Define a Custom Metric

A custom metric is a Python function that evaluates an agent's performance on a given evaluation case and returns an EvaluationResult. The function receives the EvalMetric, the list of Invocation objects produced by the agent during the evaluation run, and optionally, a list of expected invocations or a ConversationScenario as defined in the eval case.

Each Invocation object represents a single turn of interaction between the user and the agent, and contains information such as tool trajectory, intermediate responses, and final response for that turn.

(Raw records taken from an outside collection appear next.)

PR #1526, opened 2016-03-03
Add tex-unpack-params.html

zhenyao:
This tests all ES3 unpack parameters.

Note that this is not an fully implemented test yet. I plan to add pixel
verification in a followup CL.

### DIFF
--- a/sdk/tests/conformance2/textures/misc/tex-unpack-params.html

Your custom metric function must have the following signature:

from typing import Optional
from google.adk.evaluation.eval_case import Invocation
from google.adk.evaluation.eval_metrics import EvalMetric
from google.adk.evaluation.conversation_scenarios import ConversationScenario
from google.adk.evaluation.evaluator import EvaluationResult

def my_custom_metric_function(
    eval_metric: EvalMetric,
    actual_invocations: list[Invocation],
    expected_invocations: Optional[list[Invocation]],
    conversation_scenario: Optional[ConversationScenario],
) -> EvaluationResult:
  ...

The function should return an EvaluationResult object with the overall_score, overall_eval_status, and per_invocation_results fields populated.

Example

Here is a simple example of a custom metric that checks if the agent's final response in each turn matches the expected final response exactly.

import statistics
from typing import Optional

from google.adk.evaluation.conversation_scenarios import ConversationScenario
from google.adk.evaluation.eval_case import Invocation
from google.adk.evaluation.eval_metrics import EvalMetric
from google.adk.evaluation.eval_metrics import EvalStatus
from google.adk.evaluation.evaluator import EvaluationResult, PerInvocationResult

def check_final_response_exact_match(
    eval_metric: EvalMetric,
    actual_invocations: list[Invocation],
    expected_invocations: Optional[list[Invocation]],
    conversation_scenario: Optional[ConversationScenario],
) -> EvaluationResult:
  """Checks if the final response of the first turn matches the expected
  response."""
  if not expected_invocations:
    return EvaluationResult(overall_score=0.0, overall_eval_status=EvalStatus.NOT_EVALUATED)

  per_invocation_results = []

  for actual, expected in zip(actual_invocations, expected_invocations):
    actual_final_response = "".join([part.text for part in actual.final_response.parts])
    expected_final_response = "".join([part.text for part in expected.final_response.parts])
    score = 1.0 if actual_final_response == expected_final_response else 0.0
    eval_status = EvalStatus.PASSED if score else EvalStatus.FAILED
    invocation_result = PerInvocationResult(
        actual_invocation=actual,
        expected_invocation=expected,
        score=score,
        eval_status=eval_status
    )
    per_invocation_results.append(invocation_result)

  average_score = statistics.mean(result.score for result in per_invocation_results)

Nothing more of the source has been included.